Dancing on the Head of a Pin, by Thomas Sniegoski (Roc, 2009)

The recent death of his wife Maddie has left Boston-based P.I. Remy Chandler in an emotional downward spiral, bereft of one of his major connections to the humanity he’s cultivated for millennia. For Remy’s no ordinary gumshoe; once upon a time he was Remiel, a Seraphim of the Heavenly Host, an angel who fought loyally for Heaven until the brutalities of war caused him to reject his duties, hide his nature, and adopt a veneer of humanity. Despite his best efforts to avoid the entanglements and trappings of his previous existence, his old life has a nasty habit of sneaking up on him. Recently, he helped to thwart the Apocalypse, and as a result, dark things are once again stirring at the edges of society.

Take his newest case: Remy’s been hired to track down a batch of weapons which vanished from a private collector’s vault. No ordinary weapons, these are older than mankind and filled with a dark power and purpose. Whoever possesses them could be an unstoppable killer … or use them for an even darker, more unthinkable purpose. All of a sudden, trouble’s crawling out of the woodwork, trouble that smells like Hell. Now Remy has to find the weapons known as the Pitiless, keep them out of the wrong hands, and puzzle out why the enigmatic Nomads, an angelic faction which refused to take sides, might be involved. The answers will take Remy and his allies into the depths of Tartarus itself, where fallen angels reside and Lucifer Morningstar himself is imprisoned. The balance between Heaven and Hell will be irrevocably altered, no matter how Remy handles this one. The only question is, what will it cost him? Even angels can die, under the right circumstances….

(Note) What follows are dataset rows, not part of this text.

PR #2591, opened 2022-01-15
Turn HLS-wrapper into an LSP Server

### LINKED ISSUE #2589: Turn HLS-Wrapper into an LSP Server
**Is your feature request related to a problem? Please describe.**

When hls-wrapper realises it is going to fail for one of the following reasons:

* It can't figure out which GHC Version it needs
* It can not find a fitting HLS version for the project's GHC version

Then hls-wrapper writes something to stderr and crashes. This is bad UX as users are often not aware about the stderr output and if they are, have a hard time to read the output.

hls-wrapper should realise it is going to fail and become the LSP - Server to report to the client that we failed to launch. It can present the user a reasonable error message in combination with help instructions.

**Describe alternatives you've considered**

I was unable to come up with a better idea.

Maybe it is enough to send some json messages directly to stdout instead of a full-fledged `lsp` dependency.

fendor:
Introduces better error handling to HLS-wrapper to show LSP clients
dedicated error messages.
This should help users understand why their Language Server isn't
starting.

Closes #2589 

image

* [x] Sends Request to LSP client on failure
* [x] Can be restarted
* [ ] Documentation for Wrapper LSP

<a href="https://gitpod.io/#https://github.com/haskell/haskell-language-server/pull/2591"></a>

### DIFF
--- a/exe/Wrapper.hs
+++ b/exe/Wrapper.hs
@@ -1,15 +1,22 @@
-{-# LANGUAGE RecordWildCards #-}
+{-# LANGUAGE LambdaCase        #-}
+{-# LANGUAGE OverloadedStrings #-}
+{-# LANGUAGE RecordWildCards   #-}
 -- | This module is based on the hie-wrapper.sh script in
 -- https://github.com/alanz/vscode-hie-server
 module Main where
 
 import           Control.Monad.Extra
+import           Control.Monad.IO.Class
+import           Control.Monad.Trans.Except
 import           Data.Default
 import           Data.Foldable
 import           Data.List
+import           Data.Maybe
+import qualified Data.Text                  as T
+import qualified Data.Text.IO               as T
 import           Data.Void
-import qualified Development.IDE.Session as Session
-import qualified HIE.Bios.Environment    as HieBios
+import qualified Development.IDE.Session    as Session
+import qualified HIE.Bios.Environment       as HieBios
 import           HIE.Bios.Types
 import           Ide.Arguments
 import           Ide.Version
@@ -20,6 +27,7 @@ import           System.FilePath
 import           System.IO
 import           System.Info
 import           System.Process
+import           WrapperLspMain
 
 -- ---------------------------------------------------------------------
 
@@ -46,9 +54,17 @@ main = do
       BiosMode PrintCradleType ->
           print =<< findProjectCradle
 
-      _ -> launchHaskellLanguageServer args
+      _ -> launchHaskellLanguageServer args >>= \case
+        Right () -> pure ()
+        Left err -> do
+          T.hPutStrLn stderr "*** Startup ERROR"
+          T.hPutStrLn stderr (prettyError err NoShorten)
+          case args of
+            Ghcide ghcideArguments -> lspMain ghcideArguments (prettyError err Shorten)
+            _ -> pure ()
 
-launchHaskellLanguageServer :: Arguments -> IO ()
+
+launchHaskellLanguageServer :: Arguments -> IO (Either WrapperSetupError ())
 launchHaskellLanguageServer parsedArgs = do
   case parsedArgs of
     Ghcide GhcideArguments{..} -> whenJust argsCwd setCurrentDirectory
@@ -64,7 +80,10 @@ launchHaskellLanguageServer parsedArgs = do
 
   case parsedArgs of
     Ghcide GhcideArguments{..} ->
-      when argsProjectGhcVersion $ getRuntimeGhcVersion' cradle >>= putStrLn >> exitSuccess
+      when argsProjectGhcVersion $ do
+        runExceptT (getRuntimeGhcVersion' cradle) >>= \case
+          Right ghcVersion -> putStrLn ghcVersion >> exitSuccess
+          Left err -> T.putStrLn (prettyError err NoShorten) >> exitFailure
     _ -> pure ()
 
   progName <- getProgName
@@ -83,51 +102,53 @@ launchHaskellLanguageServer parsedArgs = do
   hPutStrLn stderr ""
   -- Get the ghc version -- this might fail!
   hPutStrLn stderr "Consulting the cradle to get project GHC version..."
-  ghcVersion <- getRuntimeGhcVersion' cradle
-  hPutStrLn stderr $ "Project GHC version: " ++ ghcVersion
+  runExceptT (getRuntimeGhcVersion' cradle) >>= \case
+    Left err -> pure $ Left err
+    Right ghcVersion -> do
+      hPutStrLn stderr $ "Project GHC version: " ++ ghcVersion
 
-  let
-    hlsBin = "haskell-language-server-" ++ ghcVersion
-    candidates' = [hlsBin, "haskell-language-server"]
-    candidates = map (++ exeExtension) candidates'
+      let
+        hlsBin = "haskell-language-server-" ++ ghcVersion
+        candidates' = [hlsBin, "haskell-language-server"]
+        candidates = map (++ exeExtension) candidates'
 
-  hPutStrLn stderr $ "haskell-language-server exe candidates: " ++ show candidates
+      hPutStrLn stderr $ "haskell-language-server exe candidates: " ++ show candidates
 
-  mexes <- traverse findExecutable candidates
+      mexes <- traverse findExecutable candidates
 
-  case asum mexes of
-    Nothing -> hPutStrLn stderr $ "Cannot find any haskell-language-server exe, looked for: " ++ intercalate ", " candidates
-    Just e -> do
-      hPutStrLn stderr $ "Launching haskell-language-server exe at:" ++ e
-      callProcess e args
+      case asum mexes of
+        Nothing -> pure $ Left $ NoLanguageServer ghcVersion candidates
+        Just e -> do
+          hPutStrLn stderr $ "Launching haskell-language-server exe at:" ++ e
+          callProcess e args
+          pure $ Right ()
 
--- | Version of 'getRuntimeGhcVersion' that dies if we can't get it, and also
--- checks to see if the tool is missing if it is one of
-getRuntimeGhcVersion' :: Show a => Cradle a -> IO String
+-- | Version of 'getRuntimeGhcVersion' that throws a 'WrapperSetupError' if we
+-- can't get it, and also checks if run-time tool dependencies are missing.
+getRuntimeGhcVersion' :: Cradle Void -> ExceptT WrapperSetupError IO String
 getRuntimeGhcVersion' cradle = do
 
+  let cradleName = actionName (cradleOptsProg cradle)
   -- See if the tool is installed
-  case actionName (cradleOptsProg cradle) of
+  case cradleName of
     Stack   -> checkToolExists "stack"
     Cabal   -> checkToolExists "cabal"
     Default -> checkToolExists "ghc"
     Direct  -> checkToolExists "ghc"
     _       -> pure ()
 
-  ghcVersionRes <- HieBios.getRuntimeGhcVersion cradle
+  ghcVersionRes <- liftIO $ HieBios.getRuntimeGhcVersion cradle
   case ghcVersionRes of
     CradleSuccess ver -> do
       return ver
-    CradleFail error -> die $ "Failed to get project GHC version:" ++ show error
-    CradleNone -> die "Failed get project GHC version, since we have a none cradle"
+    CradleFail error -> throwE $ FailedToObtainGhcVersion cradleName error
+    CradleNone -> throwE $ NoneCradleGhcVersion cradleName
   where
     checkToolExists exe = do
-      exists <- findExecutable exe
+      exists <- liftIO $ findExecutable exe
       case exists of
         Just _ -> pure ()
-        Nothing ->
-          die $ "Cradle requires " ++ exe ++ " but couldn't find it" ++ "\n"
-           ++ show cradle
+        Nothing -> throwE $ ToolRequirementMissing exe (actionName (cradleOptsProg cradle))
 
 findProjectCradle :: IO (Cradle Void)
 findProjectCradle = do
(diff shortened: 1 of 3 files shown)


fendor:
I was unable to write tests for this... so only a POC image to show I tested it at least locally.

fendor:
Another noteable improvement: the logs are better structured now:
```
Consulting the cradle to get project GHC version...
*** Startup ERROR
Failed to find the GHC version of this Cabal project.
Error when calling cabal --builddir=/home/hugin/.cache/hie-bios/dist-hls-036ebb56a4cc135651b7510a90f3136d v2-exec --with-compiler /home/hugin/.cache/hie-bios/wrapper-13a09b18ea883dd377d59db5e821a86b ghc -v0 -- --numeric-version

[__0] trying: ghcide-1.5.0.1 (user goal)
[__1] rejecting: ghcide:!test (constraint from config file, command line flag,
or user target requires opposite flag selection)
[__1] trying: ghcide:*test
[__2] trying: tasty-rerun-1.1.18 (dependency of ghcide *test)
[__3] trying: tagged-0.8.6.1 (dependency of tasty-rerun)
[__4] trying: template-haskell-2.18.0.0/installed-2.18.0.0 (dependency of
tagged)
[__5] trying: ghc-typelits-knownnat-0.7.6 (dependency of ghcide *test)
[__6] trying: ghc-typelits-natnormalise-0.7.6 (dependency of
ghc-typelits-knownnat)
[__7] next goal: base (dependency of ghcide)
[__7] rejecting: base-4.16.0.0/installed-4.16.0.0 (conflict:
ghc-typelits-natnormalise => ghc-bignum>=1.0 && <1.1, base =>
ghc-bignum==1.2/installed-1.2)
[__7] rejecting: base-4.16.0.0, base-4.15.1.0, base-4.15.0.0, base-4.14.3.0,
base-4.14.2.0, base-4.14.1.0, base-4.14.0.0, base-4.13.0.0, base-4.12.0.0,
base-4.11.1.0, base-4.11.0.0, base-4.10.1.0, base-4.10.0.0, base-4.9.1.0,
base-4.9.0.0, base-4.8.2.0, base-4.8.1.0, base-4.8.0.0, base-4.7.0.2,
base-4.7.0.1, base-4.7.0.0, base-4.6.0.1, base-4.6.0.0, base-4.5.1.0,
base-4.5.0.0, base-4.4.1.0, base-4.4.0.0, base-4.3.1.0, base-4.3.0.0,
base-4.2.0.2, base-4.2.0.1, base-4.2.0.0, base-4.1.0.0, base-4.0.0.0,
base-3.0.3.2, base-3.0.3.1 (constraint from non-upgradeable package requires
installed instance)
[__7] fail (backjumping, conflict set: base, ghc-typelits-natnormalise,
ghcide)
goals I've had most trouble fulfilling: base, ghc-typelits-natnormalise,
ghcide, ghc-typelits-knownnat, template-haskell, integer-gmp, tagged,
ghcide:test, tasty-rerun
Try running with --minimize-conflict-set to improve the error message.
```

exe/Wrapper.hs
```diff
@@ -46,9 +61,17 @@ main = do
...
-launchHaskellLanguageServer :: Arguments -> IO ()
+      _ -> launchHaskellLanguageServer args >>= \case
+        Right () -> pure ()
+        Left err -> do
+          T.hPutStrLn stderr "*** Startup ERROR"
+          T.hPutStrLn stderr (prettyError err NoShorten)
+          putWindowMessage J.MtError (prettyError err Shorten)
+          -- Wait for 45 seconds before shutdown, so we don't spam the same message
+          -- since some LSP clients attempt to re-launch the server.
+          threadDelay (45 * 1_000_000)
```
fendor, line 72: I think this kills VSCode "Restart Haskell Language Server" feature.

fendor: So, can we improve that? Should we maybe wait for a message from stdin or something like that?

pepeiborra: Instead of a `WindowShowMessage`, send a `SWindowShowMessageRequest` with a "Restart" `MessageActionItem`

fendor: That is a great idea, thanks!

fendor: Unfortunately, not sure if we can do that by easily by just parsing json messages... at some point it makes more sense in my opinion to use `lsp` and install a handler.

pepeiborra: Why not do that?

fendor: no reason other than thinking it *might* be overkill. I am going to use `lsp` now.

jneira:
Converted to draft until the lsp change

exe/Wrapper.hs
fendor: Fixed

fendor:
@jneira Can you please remove the Draft status? (I have no idea how to do that myself)

exe/Wrapper.hs
```diff
@@ -83,51 +102,53 @@ launchHaskellLanguageServer parsedArgs = do
...
+      case asum mexes of
+        Nothing -> pure $ Left $ NoLanguageServer ghcVersion candidates
+        Just e -> do
+          hPutStrLn stderr $ "Launching haskell-language-server exe at:" ++ e
+          callProcess e args
+          pure $ Right ()
+
+-- | Version of 'getRuntimeGhcVersion' that throws a 'WrapperSetupError' if we
+-- can't get it, and also checks if run-time tool dependencies are missing.
+getRuntimeGhcVersion' :: Cradle Void -> ExceptT WrapperSetupError IO String
```
fendor, line 128:
```suggestion
getRuntimeGhcVersion' :: MonadIO m => Cradle Void -> ExceptT WrapperSetupError m String
```

Maybe? Probably not worth it, though

exe/Wrapper.hs
```diff
@@ -142,3 +163,35 @@ findProjectCradle = do
...
+      "\n" <> T.pack (intercalate "\n" (cradleErrorStderr crdlError))
+prettyError (NoneCradleGhcVersion name) _ =
+  "Failed to get the GHC version of the " <> T.pack (show name) <>
+  " project, since we have a none cradle"
+prettyError (NoLanguageServer ghcVersion candidates) _ =
+  "Failed to find a HLS version for GHC " <> T.pack ghcVersion <>
+  "\nExecutable names we failed to find: " <> T.pack (intercalate "," candidates)
+prettyError (ToolRequirementMissing toolExe name) _ =
+  "This is a " <> T.pack (show name) <> " Project, but we failed to find \"" <>
+  T.pack toolExe <> "\" on the $PATH"
```
fendor, line 197: Maybe this can be a shortened version, and we can dump the Search Path to stderr, too?

exe/Wrapper.hs
```diff
@@ -142,3 +163,35 @@ findProjectCradle = do
...
+    Shorten ->
+      "\n" <> T.pack (fromMaybe "" . listToMaybe $ cradleErrorStderr crdlError)
+    NoShorten ->
+      "\n" <> T.pack (intercalate "\n" (cradleErrorStderr crdlError))
+prettyError (NoneCradleGhcVersion name) _ =
+  "Failed to get the GHC version of the " <> T.pack (show name) <>
+  " project, since we have a none cradle"
+prettyError (NoLanguageServer ghcVersion candidates) _ =
+  "Failed to find a HLS version for GHC " <> T.pack ghcVersion <>
+  "\nExecutable names we failed to find: " <> T.pack (intercalate "," candidates)
```
fendor, line 194: This wording feels bad

exe/WrapperLspMain.hs
```diff
@@ -0,0 +1,246 @@
...
+                , Ghcide.optTesting = Ghcide.IdeTesting argsTesting
+                }
+          }
+
+
+    inH <- Main.argsHandleIn realArguments
+    outH <- Main.argsHandleOut realArguments
+
+    runLanguageServer (Main.argsLspOptions realArguments) inH outH (Main.argsDefaultHlsConfig realArguments) getConfigFromNotification $ \env exitFun -> do
+        -- Send a message to the client to tell about our problems
```
fendor, line 69: WIP comment, will be changed

fendor (commented):
Most stuff is basically copy-pasted from ghcide's `runLangaugeServer` with all shake stuff stripped out.

exe/Wrapper.hs
drsooch: `FailedToObtainGhcVersion` and `NoneCradleGhcVersion` look they could be identical? i.e. something like `Failed to find GHC version for project: {name}` (unless name implies something else?) and then for `NoneCradle` keep the same but with `(NoneCradle)` or some other marker attached?

exe/WrapperLspMain.hs
```diff
@@ -0,0 +1,246 @@
...
+import           UnliftIO
+import           UnliftIO.Concurrent
+
+type ServerM c = ReaderT ReactorChan (LspM c)
+
+lspMain :: IdeArgs.GhcideArguments -> T.Text -> IO ()
+lspMain ghcideArgs@IdeArgs.GhcideArguments{..} msg = do
+    whenJust argsCwd IO.setCurrentDirectory
+    dir <- IO.getCurrentDirectory
+    LSP.setupLogger argsLogFile ["hls"]
```
drsooch, line 44: There were some earlier inconsistencies with pathing when `--cwd` was supplied. https://github.com/haskell/haskell-language-server/blob/47cb213ac70dabb567461ac93af6933f79c39f4f/ghcide/exe/Main.hs#L53-L56

exe/WrapperLspMain.hs
```diff
@@ -0,0 +1,246 @@
...
+                { Ghcide.optShakeProfiling = argsShakeProfiling
+                , Ghcide.optTesting = Ghcide.IdeTesting argsTesting
+                }
+          }
+
+
+    inH <- Main.argsHandleIn realArguments
+    outH <- Main.argsHandleOut realArguments
+
+    runLanguageServer (Main.argsLspOptions realArguments) inH outH (Main.argsDefaultHlsConfig realArguments) getConfigFromNotification $ \env exitFun -> do
```
pepeiborra, line 68: Duplicating `runLanguageServer` here is not great. This code should either:
1.  call the real `runLanguageServer` (you can always parameterise it even more) 
2. fork it (as done here) and clean up. 

In other words, I'd prefer if you could clean this up or just call the original

exe/WrapperLspMain.hs
```diff
@@ -0,0 +1,246 @@
...
+-- LSP Helper functions
+runLanguageServer
+    :: LSP.Options
+    -> Handle -- input
+    -> Handle -- output
+    -> Config
+    -> (Config -> Value -> Either T.Text Config)
+    -> (LSP.LanguageContextEnv Config -> IO () -> IO ())
+    -> IO ()
+runLanguageServer options inH outH defaultConfig onConfigurationChange onRun = do
```
pepeiborra, line 87: Why all these arguments?

```suggestion
runLanguageServer onRun = do
```

exe/WrapperLspMain.hs
```diff
@@ -0,0 +1,246 @@
...
+    let waitForCancel reqId = atomically $ do
+            cancelled <- readTVar cancelledRequests
+            unless (reqId `Set.member` cancelled) retry
+
+    -- Send everything over a channel, since you need to wait until after initialise before
+    -- LspFuncs is available
+    clientMsgChan :: Chan ReactorMessage <- newChan
+
+    let asyncHandlers = mconcat
+          [ cancelHandler cancelRequest
```
pepeiborra, line 126: Why handle cancellation?

exe/Wrapper.hs
fendor: They are slightly different though, we should improve the error message!
* In the case of a `none` cradle, we can not figure out the GHC version to use, thus can't decide which HLS version we want to launch. The outside world specifically instructed us not to load this project, probably via a `hie.yaml`
* FailedToObtainGhcVersion entails that some command has failed invocation, e.g. `cabal v2-exec -- ghc -v0 --numeric-version`, e.g. we attempted to load the project, but we couldn't.

drsooch: Ah I was paying close enough attention I didn't see the extra details added to

exe/WrapperLspMain.hs
fendor: calling the original is a bit tricky, as the original `runLanguageServer` handles the initialisation request and sends a response which we probably don't want to... If we don't care about that (when I think about it, we probably don't have to), we can re-use `runLanguageServer` with basically a startup continuation. 

I think we can re-use the code, we would open a shake database, etc... but that doesn't matter too much, right?

michaelpj:
I think we have to think up some way to do this without the massive duplication. I don't think we can justify all that just for some better reporting at startup :/

Another thing: how will running a whole LSP server here look to the client? Will we e.g. respond to their `initialize` request? But then what happens when the real HLS starts up, it will expect to get sent `initialize` also.

exe/WrapperLspMain.hs
pepeiborra: The shake database thing is just a legacy concept - we are not using Shake anymore so all it is now is a bunch of concurrent mutable hash maps.

pepeiborra:
> I just realise, we can't rely on that every lsp-client has the same behaviour as VSCode (e.g. try to restart the language server if it exits), which makes it a bit trickier... Afaict, the LSP server always parses the initialisation request (unless we can introduce some way to avoid that).

I wouldn't worry too much about this. If the LSP client doesn't try to restart, we have already notified the user that something was wrong and given them a strong hint about what to do

michaelpj:
I had a possibly insane idea. What if:
- We taught *all* the `haskell-language-server` binaries a `wrapper` subcommand that causes them to act as a wrapper.
- We build the "wrapper" by just building the normal executable, but statically and with all the plugin flags turned off to keep its footprint small.

Then we can hopefully avoid the duplication: because we'll reuse the LSP setup that we normally do. And we can probably inherit e.g. arguments for log files etc.

hasufell:
> I had a possibly insane idea. What if:
> 
> * We taught _all_ the `haskell-language-server` binaries a `wrapper` subcommand that causes them to act as a wrapper.
> * We build the "wrapper" by just building the normal executable, but statically and with all the plugin flags turned off to keep its footprint small.
> 
> Then we can hopefully avoid the duplication: because we'll reuse the LSP setup that we normally do. And we can probably inherit e.g. arguments for log files etc.

That requires either:

1. users to change `haskell-language-server-wrapper` to `haskell-language-server-wrapper --wrapper` in their LSP client config, or
2. a wrapper shell script that invokes it with `--wrapper`

michaelpj:
>That requires either...

True. But having a wrapper script that just calls `minimal-haskell-language-server --wrapper` doesn't seem so bad.

pepeiborra:
> I had a possibly insane idea. What if:
> 
> * We taught _all_ the `haskell-language-server` binaries a `wrapper` subcommand that causes them to act as a wrapper.
> * We build the "wrapper" by just building the normal executable, but statically and with all the plugin flags turned off to keep its footprint small.
> 
> Then we can hopefully avoid the duplication:

Initially I really liked this idea, but then I realised that the main HLS binary is just calling `Development.Ide.Main.defaultMain` with a list of plugins and a list of custom commands. 

So most of the duplication is already abstracted, and what's left is due to the need to inline `runLanguageServer` in order to prevent the wrapper from handling the `Initialize` request. This problem doesn't go away, the duplication would just move to the custom `wrapper` subcommand right? 

@fendor did you consider my suggestion in https://github.com/haskell/haskell-language-server/pull/2591#discussion_r797312138 yet?

michaelpj:
> So most of the duplication is already abstracted, and what's left is due to the need to inline runLanguageServer in order to prevent the wrapper from handling the Initialize request.

Hmm, good point. So maybe we just need to paramterize that by something to say "don't really start up" :thinking:

michaelpj:
... which is what you suggested already.

fendor:
> did you consider my suggestion in https://github.com/haskell/haskell-language-server/pull/2591#discussion_r797312138 yet?

Yes, I think it is a good idea to parameterise `runLanguageServer` more, but I didn't have time to implement that change.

With this book, Sniegoski tosses his cards on the table, revealing that he’s working on a much larger scale than the average urban fantasy, and playing for a larger pot than the average noir detective tale. Remy may have started off trying to pull a simple retrieval job, but the events set in motion are centuries in the making, and the consequences are epic in nature. And yet, there’s an intensely human, personal aspect to Remy’s struggle to balance his Seraphim and human natures, his attempts to ground himself with friends and family and a mortal job even as Heaven comes knocking on his door to invite him home. Good thing he has his ever-loyal Labrador Marlowe and his cop friend Mulveville to keep him human when the Heavenly temptations get to be a bit much.

Dancing on the Head of a Pin is a tightly-woven mixture of mystery and dark fantasy, presenting an intriguing vision of a Hell reserved for fallen angels who have yet to earn their parole for good behavior, a place of punishment and imprisonment not for wayward humans, but for Heaven’s unfaithful children. It offers up a complex underground society of rebellious, disaffected, even war-traumatized supernatural beings who’ve fallen a long ways from their original glory. It even offers up a small hint as to what the war cost those who remained loyal; it seems no one escaped unscathed, and some wounds have never healed. A third book in the series is clearly a necessity, given the way things turn out in this one. The more Remy Chandler’s world unfolds, the more I want to see. I want to know his this saga turns out.